Exercise requirements
Pick out each line in these entries that contains the string "example".

Records shown

PR #6463, opened 2020-05-25
Shimcache Table

puffyCid:
This PR adds a shimcache table to osquery for Windows systems.  
Shimcache (Application Compatibility Cache, also sometimes called "AppcompatCache") contains entries of executed applications on Windows systems (it may also contain a list of executable's enumerated by Explorer when browsing the file system). Shimcache entries contain:
- Path of file executed
- Last modified time of the file
- An execution flag on the file (this flag does not exist on Windows 10 systems)

Additional info can be found here: https://medium.com/@bromiley/windows-wednesday-shim-cache-1997ba8b13e7

This PR enumerates all the ControlSets on a Windows system and parses the Shimcache entries.
Its been tested on Windows 8.1 and Windows 10 (Creators update)
It should also work on Windows 10 (Pre-Creators) but I do not have VM to test on.
The PR also makes a few small changes to Userassist in regards timestamp conversion
Let me know if there are any issues

```
+-------+------------------------------------------------------------------------------------------------------------------------------+--------------------------------------+----------------+
| entry | path                                                                                                                         | DATETIME(modified_time, 'unixepoch') | execution_flag |
+-------+------------------------------------------------------------------------------------------------------------------------------+--------------------------------------+----------------+
| 1     | C:\Users\bob\AppData\Local\Temp\B7893AFE-DD60-43ED-AB8A-E0C7CEBF3BF1\dismhost.exe                                            | 2019-03-19 04:46:23                  |                |
| 2     | C:\WINDOWS\SoftwareDistribution\Download\Install\AM_Delta_Patch_1.315.1346.0.exe                                             | 2020-05-24 18:53:51                  |                |
| 3     | SIGN.MEDIA=103148F8 osqueryd.exe                                                                                             | 2020-05-24 18:37:35                  |                |
| 4     | SIGN.MEDIA=1031C8F8 osqueryd.exe                                                                                             | 2020-05-24 18:06:12                  |                |
| 5     | SIGN.MEDIA=1031C8F8 AppCompatCacheParser.exe                                                                                 | 2019-12-11 04:03:48                  |                |
| 6     | SIGN.MEDIA=E4A0A1F0 osqueryd.exe                                                                                             | 2020-05-24 01:01:14                  |                |
| 7     | SIGN.MEDIA=E8F4DD42 Microsoft ATA Center Setup.exe                                                                           | 2017-06-29 07:50:49                  |                |
| 8     | C:\Users\bob\Desktop\osqueryd.exe                                                                                            | 2020-05-24 18:37:35                  |                |
| 9     | C:\WINDOWS\SoftwareDistribution\Download\Install\AM_Delta_Patch_1.315.1290.0.exe                                             | 2020-05-24 17:49:46                  |                |
| 10    | C:\Users\bob\Projects\osquery\build\plugins\remote\enroll\tests\RelWithDebInfo\plugins_remote_enroll_tlsenrolltests-test.exe | 2020-05-24 22:24:16                  |                |
+-------+------------------------------------------------------------------------------------------------------------------------------+--------------------------------------+----------------+```

### DIFF
--- a/osquery/tables/system/windows/shimcache.cpp
+++ b/osquery/tables/system/windows/shimcache.cpp
@@ -1,0 +1,234 @@
+/**
+ *  Copyright (c) 2014-present, Facebook, Inc.
+ *  All rights reserved.
+ *
+ *  This source code is licensed in accordance with the terms specified in
+ *  the LICENSE file found in the root directory of this source tree.
+ */
+
+#include <osquery/core.h>
+#include <osquery/filesystem/fileops.h>
+#include <osquery/logger.h>
+#include <osquery/tables.h>
+#include <osquery/tables/system/windows/registry.h>
+#include <osquery/tables/system/windows/userassist.h>
+#include <osquery/utils/conversions/tryto.h>
+
+#include <boost/algorithm/hex.hpp>
+#include <boost/algorithm/string.hpp>
+#include <boost/algorithm/string/predicate.hpp>
+#include <boost/optional.hpp>
+
+#include <algorithm>
+#include <string>
+
+const int kWin8 = 256;
+const int kWin10PreCreator = 96;
+const int kWin10Creator = 104;
+const std::string kWin8Start = "80";
+const std::string kWin10Start = "30";
+const std::string kWin10CreatorStart = "34";
+const std::string kWin8110ShimcacheDelimiter = "31307473";
+
+// Shimcache can be in multiple ControlSets (ControlSet001, ControlSet002, etc)
+const std::string kShimcacheControlset =
+    "HKEY_LOCAL_MACHINE\\SYSTEM\\%ControlSet%\\Control\\Session "
+    "Manager\\AppCompatCache";
+
+struct ShimcacheData {
+  std::string path;
+  long long last_modified;
+  boost::optional<bool> execution_flag;
+};
+
+namespace osquery {
+namespace tables {
+
+auto parseShimcacheData(const std::string& token,
+                        const boost::optional<bool>& execution_flag_exists) {
+  ShimcacheData shimcache;
+  std::string path_length = token.substr(16, 4);
+
+  // swap endianess
+  std::reverse(path_length.begin(), path_length.end());
+
+  for (std::size_t i = 0; i < path_length.length(); i += 2) {
+    std::swap(path_length[i], path_length[i + 1]);
+  }
+
+  // Convert string to size_t for file path length
+  size_t shimcache_file_path = tryTo<std::size_t>(path_length, 16).takeOr(0_sz);
+
+  // Registry data is in Unicode (extra 0x00)
+  std::string path = token.substr(20, shimcache_file_path * 2);
+  boost::erase_all(path, "00");
+
+  // Windows Store entries have extra data, the extra data includes tabs in the
+  // entry (Unicode value 09). Convert to spaces due to table formatting
+  // issues
+  boost::replace_all(path, "09", "20");
+  std::string string_path;
+
+  // Convert hex path to readable string
+  try {
+    string_path = boost::algorithm::unhex(path);
+  } catch (boost::algorithm::hex_decode_error&) {
+    LOG(WARNING) << "Failed to decode Shimcache hex values to string";
+    shimcache.last_modified = 0LL;
+    return shimcache;
+  }
+
+  shimcache.path = string_path;
+  size_t shimcache_modified_start = 0;
+  size_t execution_flag_start = 0;
+
+  // If execution flag exists set where the flag starts in the substring
+  if (execution_flag_exists == true) {
+    shimcache_modified_start = 40;
+    execution_flag_start = 24;
+  } else {
+    shimcache_modified_start = 20;
+  }
+  std::string shimcache_time =
+      token.substr(shimcache_modified_start + shimcache_file_path * 2, 16);
+
+  // Check to make sure the shimcache entry is greater than zero
+  if (!string_path.empty()) {
+    // Get last modified time of the file
+    shimcache.last_modified = littleEndianToUnixTime(shimcache_time);
+  } else {
+    shimcache.last_modified = 0LL;
+  }
+
+  if (execution_flag_exists == true) {
+    int shimcache_flag =
+        tryTo<int>(
+            token.substr(execution_flag_start + shimcache_file_path * 2, 2), 16)
+            .takeOr(0);
+    // Perform Bitwise AND to determine TRUE or FALSE
+    if (shimcache_flag & 2) {
+      shimcache.execution_flag = true;
+    } else {
+      shimcache.execution_flag = false;
+    }
+  }
+  return shimcache;
+}
+
+void parseRegistry(const std::set<std::string>& shimcacheControl,
+                   QueryData& results) {
+  for (const auto& rKey : shimcacheControl) {
+    auto shimcache_entry = rKey.find(
+        "Control\\Session "
+        "Manager\\AppCompatCache");
+
+    if (shimcache_entry == std::string::npos) {
+      continue;
+    }
+    QueryData shimcacheResults;
+    size_t entry = 1;
+
+    queryKey(rKey, shimcacheResults);
+    for (const auto& aKey : shimcacheResults) {
+      if (aKey.at("name") != "AppCompatCache") {
+        continue;
+      }
+      std::string token;
+      boost::optional<bool> execution_flag_exists;
+
+      std::string delimter;
+
+      size_t pos = 0;
+      std::string data = aKey.at("data");
+
+      // Check if Registry data starts with any of supported WIN_START
+      // values and if the Shimcache delimiter exists at the specific
+      // substring
+      if ((boost::starts_with(data, kWin8Start)) &&
+          (data.substr(kWin8, 8) == kWin8110ShimcacheDelimiter)) {
+        execution_flag_exists = true;
+        delimter = kWin8110ShimcacheDelimiter;
+      } else if (boost::starts_with(data, kWin10Start) &&
+                 (data.substr(kWin10PreCreator, 8) ==
+                  kWin8110ShimcacheDelimiter)) {
+        delimter = kWin8110ShimcacheDelimiter;
+      } else if (boost::starts_with(data, kWin10CreatorStart) &&
+                 (data.substr(kWin10Creator, 8) ==
+                  kWin8110ShimcacheDelimiter)) {
+        delimter = kWin8110ShimcacheDelimiter;
+      } else {
+        LOG(WARNING) << "Unknown or unsupported shimcache data: "
+                     << data.substr(256, 8);
+        results = {};
+        return;
+      }
+      bool first_run = true;
+
+      // Find all entries base on shimcache data delimter
+      while ((pos = data.find(delimter)) != std::string::npos) {
+        token = data.substr(0, pos);
+
+        // Skip all the data before the first delimter match
+        if (token.length() > 20) {
+          if (first_run) {
+            first_run = false;
+            data.erase(0, pos + delimter.length());
+            continue;
+          }
+          auto shimcache_results =
+              parseShimcacheData(token, execution_flag_exists);
+
+          Row r;
+          r["entry"] = INTEGER(entry);
+          r["path"] = TEXT(shimcache_results.path);
+          r["modified_time"] = INTEGER(shimcache_results.last_modified);
+          if (shimcache_results.execution_flag.is_initialized()) {
+            if (shimcache_results.execution_flag.get()) {
+              r["execution_flag"] = INTEGER(1);
+            } else {
+              r["execution_flag"] = INTEGER(0);
+            }
+          } else {
+            r["execution_flag"] = INTEGER(-1);
+          }
+          results.push_back(r);
+          entry++;
+        } else {
+          LOG(ERROR) << "Shimcache entry does not meet length requirements: "
+                     << token;
+        }
+        data.erase(0, pos + delimter.length());
+      }
+
+      // Get last appcopmat entry
+      token = data.substr(0, pos);
+      auto shimcache_results = parseShimcacheData(token, execution_flag_exists);
+      Row r;
+      r["entry"] = INTEGER(entry);
+      r["path"] = TEXT(shimcache_results.path);
+      r["modified_time"] = INTEGER(shimcache_results.last_modified);
+      if (shimcache_results.execution_flag.is_initialized()) {
+        if (shimcache_results.execution_flag.get()) {
+          r["execution_flag"] = TEXT("true");
+        } else {
+          r["execution_flag"] = TEXT("false");
+        }
+      } else {
+        r["execution_flag"] = TEXT("");
+      }
+      results.push_back(r);
+    }
+  }
+}
+
+QueryData genShimcache(QueryContext& context) {
+  QueryData results;
+  std::set<std::string> shimcacheResults;
+
+  expandRegistryGlobs(kShimcacheControlset, shimcacheResults);
+  parseRegistry(shimcacheResults, results);
+  return results;
+}
+
+} // namespace tables
+} // namespace osquery
--- a/osquery/tables/system/windows/shimcache.cpp
+++ b/osquery/tables/system/windows/shimcache.cpp
@@ -7,7 +7,6 @@
  */
 
 #include <osquery/core.h>
-#include <osquery/filesystem/fileops.h>
 #include <osquery/logger.h>
 #include <osquery/tables.h>
 #include <osquery/tables/system/windows/registry.h>
@@ -72,7 +71,7 @@ auto parseShimcacheData(const std::string& token,
   // Convert hex path to readable string
   try {
     string_path = boost::algorithm::unhex(path);
-  } catch (boost::algorithm::hex_decode_error&) {
+  } catch (const boost::algorithm::hex_decode_error& /* e */) {
     LOG(WARNING) << "Failed to decode Shimcache hex values to string";
     shimcache.last_modified = 0LL;
     return shimcache;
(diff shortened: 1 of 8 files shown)

### CODE REVIEW

File: osquery/tables/system/windows/shimcache.cpp [hunk 1]
```diff
@@ -0,0 +1,216 @@
...
+
+// Shimcache can be in multiple ControlSets (ControlSet001, ControlSet002, etc)
+const std::string SHIMCACHE_CONTROLSET =
+    "HKEY_LOCAL_MACHINE\\SYSTEM\\%ControlSet%\\Control\\Session "
+    "Manager\\AppCompatCache";
+
+struct ShimcacheData {
+  std::string path;
+  long long last_modified;
+  std::string execution_flag;
```
theopolis, line 38: Can this be `bool`? It seems like it's only ever `true` or `false`?

osquery/tables/system/windows/shimcache.cpp
```diff
@@ -0,0 +1,216 @@
...
+                        std::string execution_flag_exists,
+                        std::string delimter) {
+  ShimcacheData shimcache;
+  std::string path_length = token.substr(16, 4);
+
+  // swap endianess
+  std::reverse(path_length.begin(), path_length.end());
+
+  for (std::size_t i = 0; i < path_length.length(); i += 2) {
+    char temp = path_length[i];
```
theopolis, line 56: You can use `std::swap`, https://en.cppreference.com/w/cpp/algorithm/swap

osquery/tables/system/windows/shimcache.cpp
```diff
@@ -0,0 +1,216 @@
...
+    path_length[i] = path_length[i + 1];
+    path_length[i + 1] = temp;
+  }
+  int shimcache_file_path = std::stoi(path_length, nullptr, 16);
```
theopolis, line 60: Check out the safer abstractions for conversions in `./osquery/utils/conversions/tryto.h`

osquery/tables/system/windows/shimcache.cpp
```diff
@@ -0,0 +1,216 @@
...
+  // Windows Store entries have extra data, the extra data includes tabs in the
+  // entry (Unicode value 09). Replace any with spaces due to table formatting
+  // issues
+  boost::replace_all(path, "09", "20");
+  std::string string_path;
+
+  // Convert hex path to readable string
+  try {
+    string_path = boost::algorithm::unhex(path);
+  } catch (boost::algorithm::hex_decode_error) {
```
theopolis, line 74: Prefer to catch by const reference: `catch (const boost::algorithm::hex_decode_error&)`, this avoids making a copy of the exception.

osquery/tables/system/windows/shimcache.cpp
```diff
@@ -0,0 +1,216 @@
...
+    LOG(WARNING) << "ERROR: Failed to decode Shimcache hex values to string";
```
theopolis, line 75: Avoid the `ERROR:` text, we'll already know it's a `WARNING`, just write:

```
LOG(WARNING) << "Failed to decode Shimcache hex values to string";
```

osquery/tables/system/windows/shimcache.cpp
```diff
@@ -0,0 +1,216 @@
...
+    shimcache.last_modified = 0LL;
+    return shimcache;
+  }
+
+  shimcache.path = string_path;
+  int shimcache_modified_start = 0;
```
theopolis, line 81: If these numbers are always positive or if they represent a size or offset, use `size_t`.

osquery/tables/system/windows/shimcache.cpp
```diff
@@ -0,0 +1,216 @@
...
+  std::string execution_flag;
+};
+
+namespace osquery {
+namespace tables {
+
+auto parseShimcacheData(std::string data,
+                        size_t pos,
+                        std::string token,
+                        std::string execution_flag_exists,
```
theopolis, line 47: Make this a `bool`

osquery/tables/system/windows/shimcache.cpp
```diff
@@ -0,0 +1,216 @@
...
+struct ShimcacheData {
+  std::string path;
+  long long last_modified;
+  std::string execution_flag;
+};
+
+namespace osquery {
+namespace tables {
+
+auto parseShimcacheData(std::string data,
```
theopolis, line 44: Pass strings by const reference to avoid making a copy of the data (unless you really want a copy of the data).

```
const std::string& data
```

repeat this for all the string parameters.

osquery/tables/system/windows/shimcache.cpp
```diff
@@ -0,0 +1,216 @@
...
+    if (shimcache_flag & 2) {
+      shimcache.execution_flag = "true";
+    } else {
+      shimcache.execution_flag = "false";
+    }
+  }
+  return shimcache;
+}
+
+auto parseRegistry(std::set<std::string> shimcacheControl,
```
theopolis, line 117: `const std::set<std::string>& shimcacheControl`

osquery/tables/system/windows/shimcache.cpp
```diff
@@ -0,0 +1,216 @@
...
+                   Row r,
+                   QueryData results) {
+  for (const auto& rKey : shimcacheControl) {
+    std::size_t shimcache_entry = rKey.find(
+        "Control\\Session "
+        "Manager\\AppCompatCache");
+
+    if (shimcache_entry != std::string::npos) {
```
theopolis, line 125: I recommend:

```cpp
if (shimcache_entry == std::string::npos) {
  continue;
}
```

This leads to less indents and better readability.

osquery/tables/system/windows/shimcache.cpp
```diff
@@ -0,0 +1,216 @@
...
+      QueryData shimcacheResults;
+      int entry = 1;
```
theopolis, line 127: If this is a count use `size_t`

osquery/tables/system/windows/shimcache.cpp
```diff
@@ -0,0 +1,216 @@
...
+
+      queryKey(rKey, shimcacheResults);
+      for (const auto& aKey : shimcacheResults) {
+        if (aKey.at("name") == "AppCompatCache") {
```
theopolis, line 131: Use the "return early" pattern mentioned above:

```cpp
if (aKey.at("name") != "AppCompatCache") {
  continue;
}
```

osquery/tables/system/windows/shimcache.cpp
```diff
@@ -0,0 +1,216 @@
...
+          } else if (boost::starts_with(data, WIN10_START) &&
+                     (data.substr(WIN10_PRE_CREATOR, 8) ==
+                      WIN_81_10_SHIMCACHE_DELIMITER)) {
+            delimter = WIN_81_10_SHIMCACHE_DELIMITER;
+          } else if (boost::starts_with(data, WIN10_CREATOR_START) &&
+                     (data.substr(WIN10_CREATOR, 8) ==
+                      WIN_81_10_SHIMCACHE_DELIMITER)) {
+            delimter = WIN_81_10_SHIMCACHE_DELIMITER;
+          } else {
+            LOG(WARNING) << "Unknown or unsupported shimcache data!";
```
theopolis, line 155: Prefer to have only one `LOG(WARNING)` per event, this makes it easy to count and understand warnings and errors when collected at scale.

```
LOG(WARNING) << "Unknown or unsupported shimcache data: " << data.substr(256, 8);
```

and remove the following line.

osquery/tables/system/windows/shimcache.cpp
```diff
@@ -0,0 +1,216 @@
...
+  return results;
+}
+
+QueryData genShimcache(QueryContext& context) {
+  QueryData results;
+  std::set<std::string> shimcacheResults;
+  Row r;
+
+  expandRegistryGlobs(SHIMCACHE_CONTROLSET, shimcacheResults);
+  results = parseRegistry(shimcacheResults, r, results);
```
theopolis, line 211: I would change this slightly, to take the results by reference, return `void` and not supply r.

so it becomes:
```
parseRegistry(shimcacheResults, results);
```

osquery/tables/system/windows/shimcache.cpp
```diff
@@ -0,0 +1,216 @@
...
+              LOG(ERROR) << token;
+            }
+            data.erase(0, pos + delimter.length());
+          }
+
+          // Get last appcopmat entry
+          token = data.substr(0, pos);
+          auto shimcache_results = parseShimcacheData(
+              data, pos, token, execution_flag_exists, delimter);
+          r["entry"] = INTEGER(entry);
```
theopolis, line 193: Create your `Row r` right before this.

osquery/tables/system/windows/shimcache.cpp
```diff
@@ -0,0 +1,216 @@
...
+            // Skip all the data before the first delimter match
+            if (token.length() > 20) {
+              if (first_run) {
+                first_run = false;
+                data.erase(0, pos + delimter.length());
+                continue;
+              }
+              auto shimcache_results = parseShimcacheData(
+                  data, pos, token, execution_flag_exists, delimter);
+              r["entry"] = INTEGER(entry);
```
theopolis, line 175: Create a `Row r` right before this

osquery/tables/system/windows/shimcache.cpp
puffyCid: The reason I have it execution_flag as a string is because on Windows 10 and higher it does not exist so I leave it blank like in the output above.

If i set the flag to false i think it might give a false (pun not intended :) impression that the file was not executed? But since the flag does not exist that is not 100% accurate

osquery/tables/system/windows/shimcache.cpp
puffyCid: Switched to swap

osquery/tables/system/windows/shimcache.cpp
puffyCid: switched to tryto

osquery/tables/system/windows/shimcache.cpp
puffyCid: Fixed

osquery/tables/system/windows/shimcache.cpp
puffyCid: Good point, fixed

osquery/tables/system/windows/shimcache.cpp
puffyCid: fixed

osquery/tables/system/windows/shimcache.cpp
puffyCid: See above comment

osquery/tables/system/windows/shimcache.cpp
puffyCid: Fixed

osquery/tables/system/windows/shimcache.cpp
puffyCid: Fixed

osquery/tables/system/windows/shimcache.cpp
puffyCid: Fixed

osquery/tables/system/windows/shimcache.cpp
puffyCid: Switched to return early

osquery/tables/system/windows/shimcache.cpp
puffyCid: Changed all string parameters

puffyCid:
@theopolis Thanks for the comments and review
All comments should be addressed, let me know if there are any other issues

osquery/tables/system/windows/userassist.h
```diff
@@ -17,6 +17,6 @@ namespace tables {
 std::string rotDecode(std::string& value_key_reg);
 
 // Get Epoch time from Windows FILETIME
-auto lastExecute(std::string& time_data);
+long long lastExecute(std::string& time_data);
```
theopolis, line 20: Heads up that this API is 'rare', it is not clear to the calling function that `time_data` will be modified. I recommend add more documentation or changing the parameter to be a const reference then mutating a copy within the function.

I also think we should move these utility functions into a utility library but that can be handled as a follow up.

specs/windows/shimcache.table
```diff
@@ -0,0 +1,12 @@
+table_name("shimcache")
+description("Application Compatibility Cache, contains artifacts of execution.")
+schema([
+    Column("entry", INTEGER, "Execution order"),
```
theopolis, line 4: nitpick, be consistent with punctuation for your column descriptions, `entry` has no period, the other columns do.

osquery/tables/system/windows/shimcache.cpp
```diff
@@ -0,0 +1,220 @@
...
+#include <osquery/utils/conversions/tryto.h>
+
+#include <boost/algorithm/hex.hpp>
+#include <boost/algorithm/string.hpp>
+#include <boost/algorithm/string/predicate.hpp>
+
+#include <algorithm>
+#include <string>
+
+const int WIN8 = 256;
```
theopolis, line 24: nitpick, for constant global values we use `kCamelCaseNaming` where the initial `k` implies the global-constant (it's an odd pattern I know. ;) ).

osquery/tables/system/windows/shimcache.cpp
puffyCid: thats good to know thanks, switched to boost::option<bool>

osquery/tables/system/windows/shimcache.cpp
```diff
@@ -0,0 +1,220 @@
...
+  long long last_modified;
+  std::string execution_flag;
+};
+
+namespace osquery {
+namespace tables {
+
+auto parseShimcacheData(std::string& data,
+                        size_t pos,
+                        std::string& token,
```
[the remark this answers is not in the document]
puffyCid: I reviewed the function again, some of these parameters are not needed
Removed unneeded parameters and made the others `const`

osquery/tables/system/windows/shimcache.cpp
```diff
@@ -0,0 +1,220 @@
...
+    shimcache_modified_start = 40;
+    execution_flag_start = 24;
+  } else {
+    shimcache_modified_start = 20;
+  }
+  std::string shimcache_time =
+      token.substr(shimcache_modified_start + shimcache_file_path * 2, 16);
+
+  // Check to make sure the shimcache entry is greater than zero
+  if (string_path.length() > 0) {
```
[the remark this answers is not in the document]
puffyCid: switched to .empty()

osquery/tables/system/windows/shimcache.cpp
```diff
@@ -0,0 +1,220 @@
...
+      shimcache.execution_flag = "false";
+    }
+  }
+  return shimcache;
+}
+
+void parseRegistry(const std::set<std::string>& shimcacheControl,
+                   QueryData& results) {
+  for (const auto& rKey : shimcacheControl) {
+    std::size_t shimcache_entry = rKey.find(
```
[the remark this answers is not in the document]
puffyCid: switched to auto

osquery/tables/system/windows/shimcache.cpp
```diff
@@ -0,0 +1,220 @@
...
+              data, pos, token, execution_flag_exists, delimter);
+          Row r;
+          r["entry"] = INTEGER(entry);
+          r["path"] = TEXT(shimcache_results.path);
+          r["modified_time"] = INTEGER(shimcache_results.last_modified);
+          r["execution_flag"] = TEXT(shimcache_results.execution_flag);
+          results.push_back(r);
+          entry++;
+        } else {
+          LOG(ERROR)
```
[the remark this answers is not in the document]
puffyCid: Fixed

osquery/tables/system/windows/userassist.h
puffyCid: So I made few changes to the function:

- Renamed to `littleEndianToUnixTime`. It can be used to convert a little endian Windows FILETIME string to unix/epoch time
- Added `const` and mutate a copy in the function

I can open another PR to move this into a utility, and i can probably add a test for it to

specs/windows/shimcache.table
puffyCid: fixed

osquery/tables/system/windows/shimcache.cpp
puffyCid: all variables should be fixed

puffyCid:
@theopolis All comments should be addressed, let me know if there are any other issues

specs/windows/shimcache.table
```diff
@@ -0,0 +1,12 @@
+table_name("shimcache")
+description("Application Compatibility Cache, contains artifacts of execution.")
+schema([
+    Column("entry", INTEGER, "Execution order."),
+    Column("path", TEXT, "This is the path to the executed file."),
+    Column("modified_time", INTEGER, "File Modified time."),
+    Column("execution_flag", TEXT, "Boolean Execution flag (Flag does not exist on Windows 10 and higher)."),
```
theopolis, line 7: This looks great!

One last consideration for consistency. In a lot of other tables we represent "tri-states" in columns as either {-1, 0, 1} or {NULL, 0, 1}. My recommendation is to follow that pattern for `execution_flag` in the schema.

So concretely:
- Change this line to be an `INTEGER` type.
- Update the description to be one of either: "Boolean Execution flag, 1 for execution enabled, 0 for disabled, and NULL for missing (this flag does not exist on Windows 10 and higher)." or substitute "NULL" for "-1" depending on what you choose.
- Update where the column is set to swap `true` for `1` and `false` for `0`.

puffyCid: Changed to `INTEGER` type, updated description, and switched column to to 1,0, or -1
Also just to clarify the execution flag specifies whether the file was executed (1 - executed, 0 - not executed, -1 - flag is missing)

theopolis:
Looks good!

theopolis:
Hi @puffyCid, I did some work to refactor+minify the code. I'd like to look at recent PRs, specifically around Windows filetime parsing, and see if we should move some of the utility functions here, elsewhere.

theopolis:
Actually, we can do code shuffle in another PR.

Last question about this table: can we drop the `entry` column? Having it will make table comparisons difficult?

puffyCid:
> Actually, we can do code shuffle in another PR.
> 
> Last question about this table: can we drop the `entry` column? Having it will make table comparisons difficult?

I would prefer if the `entry` column stayed.
The entry column can help show/clarify the order of how files were executed for example
```
+-------+------------------------------------------------------------------------------------------------------+---------------+----------------+
| entry | path                                                                                                 | modified_time | execution_flag |
+-------+------------------------------------------------------------------------------------------------------+---------------+----------------+
| 1     | C:\WINDOWS\system32\sc.exe                                                                           | 1552970734    | -1             |
| 2     | C:\WINDOWS\system32\Windows.WARP.JITService.exe                                                      | 1552970651    | -1             |
| 3     | C:\WINDOWS\system32\browser_broker.exe                                                               | 1571637135    | -1             |
| 4     | C:\WINDOWS\SystemApps\Microsoft.MicrosoftEdge_8wekyb3d8bbwe\Application                              | 1592019201    | -1             |
| 5     | C:\WINDOWS\system32\ApplicationFrameHost.exe                                                         | 1552970663    | -1             |
| 6     | C:\WINDOWS\system32\net1.exe                                                                         | 1552970734    | -1             |
| 7     | C:\WINDOWS\system32\net.exe                                                                          | 1552970734    | -1             |
| 8     | C:\WINDOWS\system32\PING.EXE                                                                         | 1552970734    | -1             |
| 9     | C:\WINDOWS\system32\ipconfig.exe                                                                     | 1552970734    | -1             |
| 10    | C:\Program Files\WindowsApps\Microsoft.WindowsTerminal_1.0.1811.0_x64__8wekyb3d8bbwe\OpenConsole.exe | 1593651272    | -1             |
...
```
The above shimcache entries show that the user launched Windows Terminal, executed ipconfig.exe, ping.exe, net.exe in that order (execution order is read bottom to top, newest shimcache entries are at the top)

but if it will cause issues i can remove it if necessary.
@theopolis  what do you mean by making table comparisons difficult?

theopolis:
Ok, we can leave it. The problem I referenced is related to "differential" queries where osquery tries to calculate set differences between scheduled queries. If someone removes a row, for example the first `sc.exe` that will have a ripple effect on all other rows in `shimcache` because their entries will offset. If this happens osquery's differential will detect that all rows have changed, vs, detecting that the first entry is now missing.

Your solution
The entry column can help show/clarify the order of how files were executed for example
Ok, we can leave it. The problem I referenced is related to "differential" queries where osquery tries to calculate set differences between scheduled queries. If someone removes a row, for example the first `sc.exe` that will have a ripple effect on all other rows in `shimcache` because their entries will offset. If this happens osquery's differential will detect that all rows have changed, vs, detecting that the first entry is now missing.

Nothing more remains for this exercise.